Leonardo Padura é um escritor que vive em Cuba, não quer sair de Cuba, mas que se permite ser crítico do regime e a quem o regime permite que viaje ao exterior (recentemente esteve no Brasil). Talvez seu caso antecipe tempos que estão por vir; ou talvez ilustre circunstâncias que o regime não tem mais força para conter. O Homem que Amava os Cachorros reconstrói em capítulos alternados a trajetória de Trotsky, desde que, expulso da União Soviética, dá início à sua peregrinação de exilado, até a parada final no México, e a de Ramón Mercader, desde que, muito jovem, integrado aos batalhões comunistas, se engaja na Guerra Civil Espanhola. Ao mesmo tempo em que obedece a uma rigorosa observância dos fatos, em suas linhas gerais, das datas e dos locais, a mão do ficcionista encarrega-se de imaginar diálogos e de intuir sentimentos, bem como de vestir os personagens com roupas que muito bem poderiam ter usado e fazê-los beber os drinques e fumar os cigarros que poderiam muito bem ter bebido e fumado. O resultado é que a história deixa de ser matéria morta, deixa até mesmo de ser passado, para acontecer de novo. Eis o milagre em seu esplendor.
Trotsky estava marcado para morrer desde o momento em que personificou a oposição a Stalin na sucessão de Lenin, mas sua aniquilação será precedida, num ritual macabro, pela aniquilação de seus seguidores e dos membros de sua família. Enquanto isso Mercader era preparado com método que inclui a adoção de falsas identidades e o assassinato de um mendigo, para treinar-lhe as habilidades de assassino. Isso e mais os julgamentos fabricados, as humilhantes confissões, os expurgos e os massacres cumprirão duas funções: não deixarão resquício de oposição ao todo-poderoso senhor do Kremlin e ferirão de morte, para sempre, as credenciais morais do regime dos sovietes. Essa derrocada é dissecada passo a passo, no livro, com o talento de quem, como todo bom escritor, tem horror ao panfleto e sabe que nada supera, em contundência, a narração pura e simples.

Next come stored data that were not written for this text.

Issue #38843, opened 2024-02-16
[dc.js migration] incorrect formatting on x-axis ticks using native query date columns


alxnddr:
Affects all cartesian charts:
<img width="1363" alt="Screenshot 2024-02-15 at 8 04 55 PM" src="https://github.com/metabase/metabase/assets/14301985/749daece-55cf-44cf-b2d5-a7d0b39aa7cd">

Issue #38841, opened 2024-02-16
[dc.js migration] time series charts with week bucketing show shifted x-axis ticks


alxnddr:
When data has weekly buckets x-axis tick start from the previous day of the first item:
<img width="1360" alt="Screenshot 2024-02-15 at 9 44 55 PM" src="https://github.com/metabase/metabase/assets/14301985/c624da7b-d5df-4d8a-a1a9-60df443cd235">

Even setting `xAxis.min: "dataMin"` does not fix the issue.

PR #38911, opened 2024-02-19
Improve time scale ticks behavior

alxnddr:
Closes 
- https://github.com/metabase/metabase/issues/38843
- https://github.com/metabase/metabase/issues/38841

## Description

The default ECharts tick selection behavior was confusing on weekly and quarterly data because the ticks did not match the actual data:
Screenshot 2024-02-16 at 12 41 51 AM (3)

This PR fixes these cases and overall improves time scale ticks behavior.

### Handle weeks and quarters
For these units we force ECharts to render ticks with smaller granularity and then in the formatter function we select desired ticks only.
Weeks: we select daily ticks that have the same day of week as the underlying data.
Quarters: we select monthly ticks that are start of quarters.

### Handle long durations
To render long durations relatively to the unit we use the largest possible unit for ticks that exists 3 times within the data which guarantees at least two ticks on the chart.
For example, given the dataset has weekly data but the range of the dataset is 4 years. If we render weekly ticks, they will have some random values that will match start of some weeks of the data. It will be harder to comprehend than just evenly spaced yearly ticks.

The example below demonstrates why it is needed. It has weekly data over a few years.

**Without switching to a larger unit for ticks** 
Screenshot 2024-02-22 at 7 03 46 PM

**After switching to a larger unit for ticks** 
Screenshot 2024-02-22 at 7 02 23 PM


cdeweyx (approved):

EmmadUsmani (changes requested):
Timeseries waterfall charts are no longer working in app (but they do in static viz), for example http://localhost:3000/question/133-waterfall-timeseries-uk-car-accidents

Screenshot 2024-02-23 at 8 57 40 AM

Screenshot 2024-02-23 at 8 58 34 AM

alxnddr:
@EmmadUsmani can you please share more details about the waterfall question that is not working? I don't use this database due to huge delays which makes it unusable for me locally

alxnddr:
@EmmadUsmani I recreated the same question and could not reproduce the problem. Can you please double check it exists?
Screenshot 2024-02-26 at 10 55 04 PM
Screenshot 2024-02-26 at 10 55 10 PM

EmmadUsmani:
In a lot of cases just the first tick is missing, which looks wrong from a user perspective. For example,

Screenshot 2024-02-28 at 9 17 24 AM

Screenshot 2024-02-28 at 9 17 35 AM

Screenshot 2024-02-28 at 9 19 04 AM

Also, I'm not really sure what's going on in this case. We went from displaying Feb 16th twice to Feb 27th twice. In either case it looks wrong, the same date shouldn't be displayed twice for different dimensions.

Screenshot 2024-02-28 at 9 18 31 AM

EmmadUsmani (changes requested):
Let's resolve the above issue regarding the first date, I think it's a big regression.

alxnddr:
@EmmadUsmani there is no actual regression in storybook or the app but Loki for some reason flakes and drop them, I'll investigate:
Screenshot 2024-02-28 at 2 53 43 PM
Screenshot 2024-02-28 at 2 54 01 PM

> Also, I'm not really sure what's going on in this case. We went from displaying Feb 16th twice to Feb 27th twice. Is Feb 27th the correct date?

I think this spec has relative date time x-axis but due to formatting issues it includes current date which is wrong. I'll check & fix, maybe in a separate PR since this is related to actual time scale x-axis

frontend/src/metabase/visualizations/lib/timeseries.js
```diff
@@ -40,29 +40,29 @@ export function dimensionIsExplicitTimeseries({ cols }, i) {
...
-  { interval: "week", count: 1, testFn: d => d.day() }, // (14) 1 week
-  { interval: "month", count: 1, testFn: d => d.date() }, // (15) 1 month
-  { interval: "month", count: 3, testFn: d => d.month() % 3 }, // (16) 3 months / 1 quarter
-  { interval: "year", count: 1, testFn: d => d.month() }, // (17) 1 year
-  { interval: "year", count: 5, testFn: d => d.year() % 5 }, // (18) 5 year
-  { interval: "year", count: 10, testFn: d => d.year() % 10 }, // (19) 10 year
-  { interval: "year", count: 50, testFn: d => d.year() % 50 }, // (20) 50 year
-  { interval: "year", count: 100, testFn: d => d.year() % 100 }, // (21) 100 year
+export const TIMESERIES_INTERVALS = [
+  { unit: "ms", count: 1, testFn: d => 0 }, //  (0) millisecond
```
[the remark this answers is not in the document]
EmmadUsmani: Let's move this to a `.ts` file in the `echarts` directory

frontend/src/metabase/visualizations/echarts/cartesian/model/axis.ts
```diff
@@ -484,6 +492,160 @@ export const getXAxisEChartsType = (
...
+
+  return isWidthinDataRange;
+};
+
+const findRangeBasedTicksInterval = (
+  range: DateRange,
+): TimeSeriesInterval | null => {
+  // For ticks we want to pick the largest interval that exist 3 times in the range.
+  // For example, if data has week granularity but the range is more than 3 months, we want to show monthly ticks.
+  const ticksIntervalThreshold = 3;
```
EmmadUsmani, line 519: can be a constant outside of the function like `const TICKS_INTERVAL_THRESHOLD = 3`

frontend/src/metabase/visualizations/echarts/cartesian/model/axis.ts
```diff
@@ -484,6 +492,160 @@ export const getXAxisEChartsType = (
...
+  const [minDate, maxDate] = range;
+
+  const isWidthinDataRange = (tickDateRaw: string) => {
+    const tickDate = dayjs(tickDateRaw);
+
+    if (minDate.isSame(maxDate)) {
+      return tickDate.isSame(minDate, "day");
+    }
+
+    const isBeforeRange = minDate && tickDate.isBefore(minDate);
```
EmmadUsmani, line 505: The `minDate &&` is unnecessary since the `DateRange` type is `[Dayjs, Dayjs]`, so it's guaranteed to be defined.

If the type is wrong and it can be null, we should update the type to reflect that, and add the null check earlier otherwise line 501 will error

frontend/src/metabase/visualizations/echarts/cartesian/option/series.ts
```diff
@@ -121,28 +144,32 @@ export const buildEChartsLabelOptions = (
 
 const buildEChartsBarSeries = (
   dataset: ChartDataset,
+  xAxisModel: XAxisModel,
   seriesModel: SeriesModel,
   settings: ComputedVisualizationSettings,
   yAxisIndex: number,
   barSeriesCount: number,
   hasMultipleSeries: boolean,
+  chartMeasurements: ChartMeasurements,
```
EmmadUsmani, line 153: This is unused

frontend/src/metabase/visualizations/echarts/cartesian/waterfall/model/axis.ts
```diff
@@ -28,53 +44,63 @@ export const getWaterfallXAxisModel = (
...
-      xAxisModel.timeSeriesInterval?.interval,
-    );
+    totalXValue = timeSeriesTotalXValue;
+    tickRenderPredicate = (tickValueRaw: string) => {
+      const tickValue = dayjs(tickValueRaw);
+      let tickUnit: CartesianChartDateTimeAbsoluteUnit | undefined;
 
+      // HACK: Due to ECharts default tick selection for weekly and quarterly data
+      // we render for each day and month respectively to select the desired ones only.
+      // This logic of unit selection should be in sync with `getTimeSeriesXAxisModel` in
```
EmmadUsmani, line 62: Can we extract it to a common function?

EmmadUsmani:
Screenshot 2024-02-28 at 10 43 38 AM


I'm seeing this bug on waterfall charts with the total disabled. It only happens in this case, not all waterfall charts without totals.

alxnddr:
@EmmadUsmani the issue with missing ticks is caused by timezones. Since this PR has grown a lot, I moved the timezone issue in a separate task https://github.com/metabase/metabase/issues/39322

alxnddr:
> I'm seeing this bug on waterfall charts with the total disabled. It only happens in this case, not on all waterfall charts without totals.

Fixed this, thanks

EmmadUsmani (approved):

Mas não é só o comunismo em sua versão soviética que desmorona no livro. É o sonho comunista como um todo. Sobra até para Trotsky, “com seu fanatismo obcecado e seu complexo de ser histórico”, como diz um personagem. E sobra para Cuba. Um dos estratagemas do autor, na complexa construção do livro, foi inserir, em adição às histórias paralelas de Trotsky e de Mercader, uma terceira história, que se passa em Cuba entre os anos 1970 e o início dos anos 2000, na qual um escritor frustrado, a partir do encontro com um misterioso personagem, se esbate com a ideia de narrar a perseguição e o assassinato de Trotsky. O sonho cubano vai de permeio virando miséria, e isso, para maior crueza e verossimilhança do relato, de uma perspectiva ao rés do chão, que não contempla senão o dia a dia de anônimos habitantes da ilha, e a vida como ela é. No fim do livro, quem lá chegar verá, o sonho cubano literalmente desaba, como desaba o telhado de uma casa na cabeça de seus moradores.